Look through the entries below and report every line that has "Modals".

[[ Data shown, beginning ]]

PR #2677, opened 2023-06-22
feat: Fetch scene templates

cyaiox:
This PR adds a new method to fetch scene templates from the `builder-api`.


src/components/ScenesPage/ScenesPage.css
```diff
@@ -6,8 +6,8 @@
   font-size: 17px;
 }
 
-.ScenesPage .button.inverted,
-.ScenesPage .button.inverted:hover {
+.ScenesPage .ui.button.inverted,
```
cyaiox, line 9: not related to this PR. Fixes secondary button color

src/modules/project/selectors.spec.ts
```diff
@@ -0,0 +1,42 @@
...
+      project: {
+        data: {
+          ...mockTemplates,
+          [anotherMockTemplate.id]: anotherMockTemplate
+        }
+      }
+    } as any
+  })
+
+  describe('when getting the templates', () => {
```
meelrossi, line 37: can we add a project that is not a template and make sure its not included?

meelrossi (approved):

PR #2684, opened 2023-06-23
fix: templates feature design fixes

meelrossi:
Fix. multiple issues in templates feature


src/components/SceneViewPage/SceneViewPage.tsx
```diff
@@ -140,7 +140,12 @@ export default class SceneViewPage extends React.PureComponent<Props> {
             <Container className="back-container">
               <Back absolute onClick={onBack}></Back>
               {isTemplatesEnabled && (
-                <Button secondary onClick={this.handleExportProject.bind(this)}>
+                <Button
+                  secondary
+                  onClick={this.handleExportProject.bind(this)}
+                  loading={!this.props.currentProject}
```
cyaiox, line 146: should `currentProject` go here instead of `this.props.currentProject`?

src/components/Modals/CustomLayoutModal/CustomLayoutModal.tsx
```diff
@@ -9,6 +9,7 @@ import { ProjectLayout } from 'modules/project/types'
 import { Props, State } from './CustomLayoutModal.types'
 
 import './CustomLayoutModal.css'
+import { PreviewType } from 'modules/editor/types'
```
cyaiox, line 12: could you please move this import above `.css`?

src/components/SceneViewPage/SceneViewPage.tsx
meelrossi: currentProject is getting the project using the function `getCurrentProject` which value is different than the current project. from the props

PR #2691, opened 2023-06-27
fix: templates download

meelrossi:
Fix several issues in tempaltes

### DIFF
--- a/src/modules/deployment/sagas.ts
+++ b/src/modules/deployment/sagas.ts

[[ Data shown, end ]]
[[ Data shown, beginning ]]

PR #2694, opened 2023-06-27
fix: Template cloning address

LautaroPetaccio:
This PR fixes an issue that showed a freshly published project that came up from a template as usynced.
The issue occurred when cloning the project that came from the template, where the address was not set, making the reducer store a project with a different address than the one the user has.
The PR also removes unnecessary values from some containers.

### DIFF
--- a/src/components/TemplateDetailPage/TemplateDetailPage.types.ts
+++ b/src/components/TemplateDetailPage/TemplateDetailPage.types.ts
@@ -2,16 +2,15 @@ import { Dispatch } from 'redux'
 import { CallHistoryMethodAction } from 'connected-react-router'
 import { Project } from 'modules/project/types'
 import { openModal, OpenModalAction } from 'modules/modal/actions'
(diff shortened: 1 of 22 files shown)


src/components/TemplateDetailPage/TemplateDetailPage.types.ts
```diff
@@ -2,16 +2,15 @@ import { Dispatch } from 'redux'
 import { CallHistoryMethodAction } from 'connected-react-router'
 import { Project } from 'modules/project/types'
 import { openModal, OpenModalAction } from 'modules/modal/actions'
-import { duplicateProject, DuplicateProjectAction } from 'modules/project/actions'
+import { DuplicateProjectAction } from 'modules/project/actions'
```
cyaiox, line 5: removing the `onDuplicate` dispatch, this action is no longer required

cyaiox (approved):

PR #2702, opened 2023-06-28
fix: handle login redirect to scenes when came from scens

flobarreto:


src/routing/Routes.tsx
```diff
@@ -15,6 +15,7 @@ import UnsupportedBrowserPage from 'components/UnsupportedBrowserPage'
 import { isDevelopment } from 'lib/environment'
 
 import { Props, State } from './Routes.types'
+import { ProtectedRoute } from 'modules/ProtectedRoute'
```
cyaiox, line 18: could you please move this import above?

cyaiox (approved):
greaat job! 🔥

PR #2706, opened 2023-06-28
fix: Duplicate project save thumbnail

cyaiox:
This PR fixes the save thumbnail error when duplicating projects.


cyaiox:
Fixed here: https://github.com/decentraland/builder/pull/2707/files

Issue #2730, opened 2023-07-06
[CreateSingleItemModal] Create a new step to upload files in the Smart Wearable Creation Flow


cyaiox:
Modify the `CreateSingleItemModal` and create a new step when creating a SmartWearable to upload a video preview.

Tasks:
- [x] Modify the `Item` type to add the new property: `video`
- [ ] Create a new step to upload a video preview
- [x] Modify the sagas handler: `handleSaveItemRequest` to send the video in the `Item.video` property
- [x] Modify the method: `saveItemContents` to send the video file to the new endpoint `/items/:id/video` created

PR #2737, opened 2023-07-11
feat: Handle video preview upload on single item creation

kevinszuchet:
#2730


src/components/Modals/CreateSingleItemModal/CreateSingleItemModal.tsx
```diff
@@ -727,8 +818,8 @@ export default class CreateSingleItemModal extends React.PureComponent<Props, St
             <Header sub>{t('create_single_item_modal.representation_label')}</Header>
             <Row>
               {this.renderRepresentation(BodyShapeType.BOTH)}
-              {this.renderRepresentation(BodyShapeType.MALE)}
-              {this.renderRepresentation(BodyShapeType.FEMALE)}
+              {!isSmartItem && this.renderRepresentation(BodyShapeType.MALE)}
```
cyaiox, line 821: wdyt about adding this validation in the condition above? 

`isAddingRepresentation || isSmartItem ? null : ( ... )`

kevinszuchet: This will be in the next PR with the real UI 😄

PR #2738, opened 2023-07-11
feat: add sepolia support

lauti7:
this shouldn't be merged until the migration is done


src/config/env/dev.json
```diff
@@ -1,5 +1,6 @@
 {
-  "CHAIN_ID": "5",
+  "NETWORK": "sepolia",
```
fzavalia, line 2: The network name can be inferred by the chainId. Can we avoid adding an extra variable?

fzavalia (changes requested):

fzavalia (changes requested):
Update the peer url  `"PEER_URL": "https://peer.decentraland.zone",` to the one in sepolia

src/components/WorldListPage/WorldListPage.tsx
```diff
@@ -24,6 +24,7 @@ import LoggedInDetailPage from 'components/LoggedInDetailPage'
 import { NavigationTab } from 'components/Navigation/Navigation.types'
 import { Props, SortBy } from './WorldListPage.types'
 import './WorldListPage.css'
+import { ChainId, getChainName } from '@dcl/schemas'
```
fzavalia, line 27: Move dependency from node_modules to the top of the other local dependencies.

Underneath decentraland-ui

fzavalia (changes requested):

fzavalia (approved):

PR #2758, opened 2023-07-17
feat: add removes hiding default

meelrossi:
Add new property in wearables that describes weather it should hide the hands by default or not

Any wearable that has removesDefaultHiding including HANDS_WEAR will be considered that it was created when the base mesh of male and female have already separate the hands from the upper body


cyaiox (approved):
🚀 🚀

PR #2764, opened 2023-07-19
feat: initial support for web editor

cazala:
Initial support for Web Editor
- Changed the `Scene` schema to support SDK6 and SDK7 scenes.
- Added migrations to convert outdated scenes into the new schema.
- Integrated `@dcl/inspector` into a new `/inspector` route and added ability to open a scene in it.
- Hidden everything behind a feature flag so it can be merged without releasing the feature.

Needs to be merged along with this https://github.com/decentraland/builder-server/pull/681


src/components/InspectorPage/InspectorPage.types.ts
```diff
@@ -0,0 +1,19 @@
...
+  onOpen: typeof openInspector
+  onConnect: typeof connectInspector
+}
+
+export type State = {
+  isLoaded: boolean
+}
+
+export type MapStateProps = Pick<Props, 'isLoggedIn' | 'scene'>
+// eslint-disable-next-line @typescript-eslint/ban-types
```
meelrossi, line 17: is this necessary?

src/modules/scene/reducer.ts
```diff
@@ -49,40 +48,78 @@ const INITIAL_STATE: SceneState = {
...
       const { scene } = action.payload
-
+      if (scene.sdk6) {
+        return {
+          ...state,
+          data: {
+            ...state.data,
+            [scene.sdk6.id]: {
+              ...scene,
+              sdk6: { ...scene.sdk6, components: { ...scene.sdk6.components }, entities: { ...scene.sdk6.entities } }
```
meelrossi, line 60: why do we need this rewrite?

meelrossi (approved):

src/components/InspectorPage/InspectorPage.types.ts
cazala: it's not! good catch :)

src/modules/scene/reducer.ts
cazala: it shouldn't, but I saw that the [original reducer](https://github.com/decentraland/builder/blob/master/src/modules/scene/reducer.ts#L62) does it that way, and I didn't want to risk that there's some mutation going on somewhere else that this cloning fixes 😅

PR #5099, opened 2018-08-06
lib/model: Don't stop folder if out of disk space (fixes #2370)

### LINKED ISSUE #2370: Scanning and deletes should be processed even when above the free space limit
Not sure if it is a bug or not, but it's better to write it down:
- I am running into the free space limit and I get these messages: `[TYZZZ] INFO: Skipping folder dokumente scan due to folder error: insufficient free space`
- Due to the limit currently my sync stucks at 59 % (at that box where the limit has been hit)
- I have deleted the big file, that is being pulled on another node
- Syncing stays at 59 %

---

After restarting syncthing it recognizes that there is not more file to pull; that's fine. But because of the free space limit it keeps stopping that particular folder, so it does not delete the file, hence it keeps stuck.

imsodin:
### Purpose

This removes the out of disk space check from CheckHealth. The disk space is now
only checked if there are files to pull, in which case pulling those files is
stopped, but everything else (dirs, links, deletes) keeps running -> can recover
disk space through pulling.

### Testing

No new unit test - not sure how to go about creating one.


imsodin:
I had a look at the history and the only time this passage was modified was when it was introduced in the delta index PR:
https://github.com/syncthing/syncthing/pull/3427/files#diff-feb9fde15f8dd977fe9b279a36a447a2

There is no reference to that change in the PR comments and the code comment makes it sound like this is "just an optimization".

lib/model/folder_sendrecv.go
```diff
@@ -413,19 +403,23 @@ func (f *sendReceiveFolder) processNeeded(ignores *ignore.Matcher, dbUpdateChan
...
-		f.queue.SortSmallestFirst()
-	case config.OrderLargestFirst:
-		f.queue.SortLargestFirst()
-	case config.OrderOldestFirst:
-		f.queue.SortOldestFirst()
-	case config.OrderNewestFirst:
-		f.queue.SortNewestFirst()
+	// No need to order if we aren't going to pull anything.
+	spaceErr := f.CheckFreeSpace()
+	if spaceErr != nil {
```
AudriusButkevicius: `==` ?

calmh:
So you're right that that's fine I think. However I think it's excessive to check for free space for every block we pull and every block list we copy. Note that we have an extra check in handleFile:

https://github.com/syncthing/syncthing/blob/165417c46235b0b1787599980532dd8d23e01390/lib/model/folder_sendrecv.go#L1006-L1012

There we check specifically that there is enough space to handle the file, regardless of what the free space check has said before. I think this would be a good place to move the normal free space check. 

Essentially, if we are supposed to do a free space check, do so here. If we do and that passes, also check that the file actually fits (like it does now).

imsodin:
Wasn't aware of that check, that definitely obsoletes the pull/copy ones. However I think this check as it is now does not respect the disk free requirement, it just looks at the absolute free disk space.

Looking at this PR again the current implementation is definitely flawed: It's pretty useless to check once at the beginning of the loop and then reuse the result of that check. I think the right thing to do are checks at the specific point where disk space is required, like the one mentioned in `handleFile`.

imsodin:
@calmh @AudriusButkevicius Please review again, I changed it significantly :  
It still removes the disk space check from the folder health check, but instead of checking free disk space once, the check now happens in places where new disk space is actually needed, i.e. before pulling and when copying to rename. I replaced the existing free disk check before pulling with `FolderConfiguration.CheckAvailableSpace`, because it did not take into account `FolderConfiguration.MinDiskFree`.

[[ Data shown, end ]]

» **Output below**
src/components/Modals/CustomLayoutModal/CustomLayoutModal.tsx
src/components/Modals/CreateSingleItemModal/CreateSingleItemModal.tsx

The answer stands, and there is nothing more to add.